When dealing with rotational motion, the concept of moment of inertia is crucial, as it determines how much torque is necessary for a desired angular acceleration. Think of it as the rotational version of mass in linear motion. Just like mass affects how difficult it is to accelerate or decelerate a car, moment of inertia affects how difficult it is to start or stop a spinning object.

In the context of our problem, the moment of inertia can be calculated using the provided equation for a solid cylinder, a shape that closely matches that of our wheel:

• \( I = \frac{1}{2}MR^2 \)

This formula takes into account the mass distribution relative to the rotation axis. Here, \( M \) is the mass of the wheel, and \( R \) is the radius. Substituting in the given values

• Mass \( M = 40.0 \mathrm{~kg} \)
• Radius \( R = 0.3 \mathrm{~m} \)

we compute the moment of inertia as a specific value, which will later be used to determine the angular acceleration of the wheel.

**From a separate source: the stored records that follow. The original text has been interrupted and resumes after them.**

Issue #85, opened 2026-07-29
bench --check can never pass a PR that failed and was then successfully retried


leehopper:
## Problem

`bench/run.py --check` scans **every** `workflows/wf_*.json` in a PR directory. `--retry-failed` leaves the failed attempt's record next to the successful one, so its degrade signals are read forever and the run can never go green — even though the PR's current, terminal outcome is clean.

`bench/runner/check.py`:

```python
def _iter_workflow_records(pr_dir):
    ...
    return sorted(wf_dir.glob("wf_*.json"))
```

No notion of which attempt is current; no timestamp ordering; no exclusion of superseded records.

## Observed

`smoke-20260729-193917-f08d4f6`, grafana#80329. The first attempt died to a sustained **API 529 Overloaded** (every dispatch from `verify-input-writer-0` onward returned null) and the runner recorded `timeout`. `--retry-failed` then ran it clean.

Both records sit in `pr-grafana-grafana-80329/workflows/`:

| record | timestamp | gaps | checker degrade hits |
|---|---|---|---|
| `wf_744f098e-8c6.json` (the retry, current) | 21:44 | 1 (a *disclosure* gap, no UNVERIFIED token) | **0** |
| `wf_a62f7348-a3f.json` (superseded, 529-killed) | 20:12 | 11 | **1** — `writeArtifacts: writer returned null — artifacts not persisted (partial-artifacts)` |

Run-level result after the retry:

```
status: ok=3
Check ...: ok=False pr_dirs=3 comments=31 findings_files=3
           workflow_records=4 script_paths=4 unknown_origin=0
  FAIL: pr-grafana-grafana-80329: writer degrade signal in workflows/wf_a62f7348-a3f.json
```

Every gate passes on current state — 3/3 terminal `ok`, 3/3 findings artifacts, `unknown_origin=0`, 31 comments, plugin identity on 4/4 — and the single FAIL reads an attempt that no longer represents anything.

Note `workflow_records=4` for a 3-PR run is itself the tell: the count already discloses the extra record, nothing acts on it.

## Why it matters

[...]

PR #87, opened 2026-07-29
fix(verify)+feat(report): slice-input content proof, and the deterministic degradation banner (#25 PR3+PR4)

leehopper:
Closes the third of issue #25's four PRs: **requirement 4** (slice-input proof), **requirement 5** (the length-vs-hash decision and the writeArtifacts generalization assessment), and **requirement 6** (the writer contract line — which turns out to already exist; see below).

## The gap

PR2 made the delta echo prove what the verify executor **said**. Nothing proved what it **read**. The `--input` file crosses an artifact-writer agent's transcription, and `materializeVerifySlices`' write proof only ever confirmed that a *path* came back in the echo — never that the bytes at that path were the bytes dispatched.

That is not a theoretical gap. Measured over every verify slice-input file this repo has retained:

| | |
|---|---|
| Unparseable slice-input files | **4 of 31 (12.9%)** |
| Signature | every one is a complete document with bytes appended after its final byte — `}` ×3, `</content></invoke>` ×1 |
| Recorded cost | `bench/MEASUREMENT.md`: "2 of 3 PRs — 23 findings lost" |

And the retry could not recover any of them: it re-dispatches the **executor**, never the **writer**, so the same bad file is read twice. `wf_3f640577-31c` failed both attempts at the *identical byte offset*.

## The change

`verify_findings.py` reports `receipt.input_checksum` over the canonical form of the document it parsed; the workflow grades it against its own expectation for what it dispatched.

**No new CLI flag.** The proof rides the receipt the script already emits, so an older `verify_findings.py` meeting a newer bundle degrades to "unproven" rather than dying on an unknown argparse flag — which matters here, because this repo has already measured stale plugin copies hijacking bench children. Mechanism lives in the script, policy in the workflow: the same split `assemble_artifacts.py` + `trustAssembleReceipt` already use.

- **Detection** — a file that parses cleanly but drifted in *value* (right ids, right count, wrong text) passed every existing guard silently. It now mismatches.
- **Recovery** — the measured trailing-bytes corruption is accepted, but *only once the content proof confirms the recovered document is the one dispatched*. That is what makes lenient parsing a proven recovery rather than a guess. Disclosed either way.
- **Degradation** — an input-implicated failure re-materializes that slice's input before the single existing retry (no extra executor attempt). A slice whose input never comes back proven degrades to `origin='unknown'` like every other untrusted slice.

The re-materialize trigger is deliberately narrow. A rewrite is not free — the writer's own transcription diverged from its payload on **3 of 10** instrumented runs (−8, −16, +8 chars) — so only the script's structured `reason` code or a proven mismatch spends it. A dropped nonce echo still takes the plain retry over the unchanged file.

## Decisions worth reviewing

**Canonical-value proof, not raw-bytes.** Keyed to the writer's *wire contract*, not the file type: slice inputs are handed to the writer as an object to serialize, so the bytes are its choice and only the parsed value is the contract. `findings.json` is JSON too and stays on the raw-bytes side because it is handed over pre-serialized. Verified on real data — all 27 parseable slice-input files produce identical checksums in both runtimes.

**A residual mismatch degrades rather than shipping its verdicts.** An earlier draft kept the verdicts behind a run-level flag, by analogy to the tolerated *primary* content-proof mismatch on the persist path. That analogy is wrong: a persist primary is still complete, self-consistent content that gets delivered as-is, whereas here the script computed its verdicts *from data known not to be ours*. Degrading also keeps the failure inside the signal bench already watches (G3 counts `origin=unknown`) instead of inventing a softer state no gate can see.

**Requirement 6 was already satisfied** — `agents/artifact-writer.md:39` carries the exact line, landed incidentally in #38 (`348901a1`). Cited rather than duplicated.

**Requirement 5's generalization question** is answered as a written rule rather than more machinery: proof kind follows the wire contract (new CLAUDE.md bullet). The remaining unproven path is the legacy by-value writer, which stays that way by design — it is the pathological-input safety net.

## Measurement, added

`verifyStage` now keeps an `inputProof` ledger (`slices/proven/unproven/recovered/rewritten/degraded`) that rides the envelope, and `bench --check` reports it **structurally** from `result.stats.inputProof` — a stat, not a gate, because a degraded slice already fails G3 and a second verdict would double-count it. Absent on pre-PR3 runs and reported as "not measured", never as zeros. This is the slice-input drift rate the repo previously had no way to measure.

## Verification

Suites-only tier plus an adversarial review pass, per the issue's measurement policy — the happy path is byte-identical to today, and #25's functional smoke ran against PR2.

- `python -m pytest tests/ -q` — **1014 passed**, 309 subtests
- `node --test workflows/test/*.test.js` — **588 passed**
- `python -m pytest bench/tests/ -q` — **535 passed**, 22 subtests
- Bundle freshness green; `tests/test_assemble_artifacts.py` gains a class pinning the two proof **endpoints** against each other across runtimes (astral, lone surrogates, U+2028/9, control chars, 60-level nesting).
- New `workflows/test/stages_verify_input_proof.test.js` — one test per row of the policy table. Mutation-checked: disabling mismatch detection fails 2 of them, so the detection is genuinely covered rather than merely exercised.
- New `tests/test_agent_contracts.py::TestExecutorReceiptEnumeration` reads `VERIFY_SCHEMA` as the source of truth and fails if `agents/executor.md` stops naming a declared receipt field — the #47 lesson applied to this boundary.

Note for reviewers: `tests/test_verify_findings.py::test_malformed_input_yields_the_honest_failure_envelope_not_silence` changed **fixture**, not guarantee. Its old fixture (the incident's stray `}`) now recovers by design, so it moved to a truncated document, which is still fatal — and the recovery got its own named test.

https://claude.ai/code/session_017TDkW35gGT32gtMKxCwEvL

---

> [!NOTE]
> **Medium Risk**
> Changes sit on the verify trust boundary and PR delivery disclosure path; mistakes could false-degrade slices or fail smokes, but behavior is heavily tested and mostly additive guards rather than refactors of core classification logic.
> 
> **Overview**
> **Verify slice inputs** now carry a cross-runtime content proof: `verify_findings.py` reports `input_checksum` (and optional `input_trailing_bytes`) over the parsed document, accepts trailing garbage only in receipt mode, and tags input-file failures with structured `reason` codes. Agent contracts (`executor`, `artifact-writer`) and tests pin receipt field enumeration and Python/JS parity so executor echoes cannot silently drop proof fields.
> 
> **Workflow behavior** (documented in validation pipeline / CLAUDE): after delta trust checks, the verify stage grades the input proof, may **re-materialize** one slice’s `--input` via the artifact-writer when input is implicated, then retries the executor once; unproven or mismatched inputs still degrade slices to unclassified origins.
> 
> **Degraded review disclosure** moves the banner out of Phase 8’s `review_body` into **`health_banner`**, with `post_review.py` prepending it idempotently. Persist/assemble schemas and delivery docs reflect the split so summaries cannot overwrite degradation text.
> 
> **Bench smoke** extends gate 3 to fail when a degraded run lacks the health banner sentinel on **either** `code-gauntlet-report-*.md` or `code-gauntlet-post-review-*.json` (union of unclassified findings and `stats.health.degraded`). `--check` also prints non-gating **`input_proof`** and **`health`** aggregates from `wf_*.json`, picking the newest record by `timestamp` instead of glob order.
> 
> **Report-writer** instructions rename the secondary bucket to “not blind-challenged” and forbid inventing pipeline-health narrative (banner/methodology come from the envelope elsewhere).
> 
> <sup>Reviewed by [Cursor Bugbot](https://cursor.com/bugbot) for commit e80b6ef6dfb260b0a87d62c291d2174194b3ff90. Bugbot is set up for automated code reviews on this repo. Configure [here](https://www.cursor.com/dashboard/bugbot).</sup>


leehopper:
## PR4 is now on this branch too (#25 requirements 7–10)

Heads-up on packaging first: I intended to stack PR4 as its own PR based on this branch, but separating them now needs a force-push to this branch, which my permissions here refuse. Rather than work around that I've left both on one branch and retitled. **If you'd rather review them separately, say so and I'll split it** — the PR4 commits are `92bad5a`, `0615691`, `beba59f`, `acee083`, `99a6d73`, all cleanly after PR3's last commit `94b58b4`.

### The defect

Twice on the record a run shipped a report claiming **"0 unverified/pipeline-degraded findings"** while every finding it delivered carried `origin=unknown`. The number wasn't wrong about what it measured — the challenge-skipped bucket really was empty — it was a bucket count wearing a whole-pipeline health claim.

### The fix

Health is now derived in code from the delivered findings' own `origin` values and prepended as an unmissable banner. The report-writer is forbidden from characterising health, because **it cannot**: it is handed findings and challenge buckets, never the verify/discover outcomes, so any health sentence it writes is composed from data that does not contain the answer.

Newton's Second Law for Rotation

Newton's second law for rotation is a powerful tool when studying rotational dynamics, just like its linear counterpart is used for straight-line motion. The law describes how torque, moment of inertia, and angular acceleration interrelate:

• \( \alpha = \frac{\tau}{I} \)

where \( \alpha \) is the angular acceleration, \( \tau \) is the torque, and \( I \) is the moment of inertia. Unlike linear motion, where forces directly determine acceleration, rotational movement is governed by how much force is applied at a particular point at a distance from the center of rotation.

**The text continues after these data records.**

PR #196, opened 2024-03-13
Fixes #192: Update default publisher to 'openZIM'

### LINKED ISSUE #192: Harmonize default publisher to `openZIM`
As required in https://github.com/openzim/zim-requests/issues/779, the default ZIM publisher must be `openZIM` (mind the case)

nida-imran173:
### Description
This pull request resolves the issue by updating the default publisher from "Kiwix" to "openZIM".

### Changes Made

- Updated the default publisher value to "openZIM".

Fixes https://github.com/openzim/youtube/issues/192

### DIFF
--- a/CHANGELOG
+++ b/CHANGELOG
@@ -7,6 +7,10 @@ and this project adheres to [Semantic Versioning](https://semver.org/spec/v2.0.0
 
 ## [Unreleased]
 
+### Changed
+
+- Changed default publisher metadata to 'openZIM'
+
 ## [2.2.0] - 2023-11-17
 
 ### Changed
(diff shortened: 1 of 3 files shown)


benoit74 (changes requested):
Almost good, thank you. Just one more thing I forgot in previous review (because I also tend to forget to do it myself, but let's try to give you good habits): we need to update the Changelog. Add an entry in the `## [Unreleased]` section (not in a version section, we will assign a version to this change during the release process). See https://github.com/openzim/ted/pull/165/files for a good example.

benoit74 (approved):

This formula lets us calculate the rate at which an object's rotational speed changes in response to applied torques. In our current problem:

• Torque \( \tau = \) is the result of the gravitational force pulling the suspended mass downwards.
• Moment of Inertia \( I \) is determined previously.

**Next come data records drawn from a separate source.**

PR #207, opened 2024-05-27
Move scraper to subfolder and initialize new Vue.js project

### LINKED ISSUE #205: Move scraper to subfolder and initialize new Vue.js project
As part of #165, we need to move the scraper related files into a subfolder called `scraper` and initialize a new Vue.js project in a folder called `zimui`.

This will be as the same approach followed in the [Kolibri UI revamp](https://github.com/openzim/kolibri/tree/new_ui).

dan-niles:
Changes:
- Scraper (Python code) has been moved to the `scraper` subfolder
- Vue.JS is now used as main UI framework; all of its code is in the `zimui` subfolder; it is rendered with Vite to produce a static website.
- Vuetify has been installed and setup
- QA and Tests workflows have been adapted
  - to the new folder structure
  - to also QA and Test the Vue.JS part
- precommit hooks have been configured for the Vue.JS part
 - Dockerfile has been adapted to first build the Vue.JS part in a dedicated stage and then embed the generated files into the final Python-based image

Closes #205


scraper/src/youtube2zim/entrypoint.py
```diff
@@ -86,6 +87,15 @@ def main():
         default=False,
     )
 
+    parser.add_argument(
+        "--zimui-dist",
+        type=str,
+        help=(
+            "Directory containing Vite build output from the Zim UI Vue.JS application"
+        ),
+        default=os.getenv("KOLIBRI_ZIMUI_DIST", "../zimui/dist"),
```
benoit74, line 96: `KOLIBRI_ZIMUI_DIST` is probably not the right environment variable name ;)

benoit74 (changes requested):
Few comments inline.


Some other points:
- you must mention in your issue that:
  -  you've started the move to "on-the-fly" items addition to the ZIM (I've just opened https://github.com/openzim/youtube/issues/209 which is about it, the move is not yet finished since you have to fix all commented code)
  - from this point, the scraper is intentionally quite broken in the sense that it does not create a usable ZIM anymore since we had to comment out significant code portions to move to the new ZIM ui and creator
- add a disclaimer at the beginning of README.md explaining that for now the scraper is undergoing significant rework for 3.0 release and the `main` branch is not very stable ; `v2` branch is available (I just created it) should an important patch be pushed before v3 release
- do we really need to keep the `zimui/README.md`, it does not provide much value from my PoV ?

We should also open new issues to not forget that we have to (no need to do it in current PR, can be tackled afterwards):
- add a `CONTRIBUTING.md` at the root of the project explaining how to develop the `zimui`, just like we have at https://github.com/openzim/kolibri/blob/new_ui/CONTRIBUTING.md
- fix code coverage upload for Python part ; looking at the CI it looks like it fails to find the coverage report, it is probably broken as well in kolibri ; since we have almost zero test anyway, it is not an urgent problem to solve ^^

Dockerfile
```diff
@@ -14,24 +21,30 @@ RUN apt-get update \
...
 # Install + cleanup
-RUN pip install --no-cache-dir /src \
- && rm -rf /src
+RUN pip install --no-cache-dir /src/scraper \
+ && rm -rf /src/scraper
+
+# Copy zimui build output
+COPY --from=zimui /src/dist /src/zimui
+
+ENV KOLIBRI_ZIMUI_DIST=/src/zimui
```
benoit74, line 48: Same remark ^^

scraper/src/youtube2zim/entrypoint.py
dan-niles: Oops 😅 Fixed it in [304e7c3](https://github.com/openzim/youtube/pull/207/commits/304e7c367e9ff184ea5865ae1499f880115766d4)

Dockerfile
dan-niles: Fixed it in [304e7c3](https://github.com/openzim/youtube/pull/207/commits/304e7c367e9ff184ea5865ae1499f880115766d4)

By plugging in these values, we can directly solve for the angular acceleration \( \alpha \), giving us insight into how quickly the wheel spins as the mass is released.

Torque

Torque is the rotational equivalent of linear force; it dictates how effectively a force can rotate an object around an axis. It is essentially a measure of the force causing an object to rotate, involving both the magnitude of the force and its distance from the pivot point, or axis of rotation.

For our wheel, the torque is generated by the gravitational force on the hanging mass. To compute the torque, you use:

• \( \tau = rF \)

In this formula, \( r \) is the radius of the wheel, which is the distance from the pivot point, and \( F \) is the force equal to the weight of the suspended mass:

• Force, \( F = mg \)

Here, \( m \) is the mass of the suspended object, and \( g \) is the acceleration due to gravity. This approach helps us quantify how much rotational effect the hanging mass will have on the wheel, ultimately allowing us to find the wheel's angular acceleration.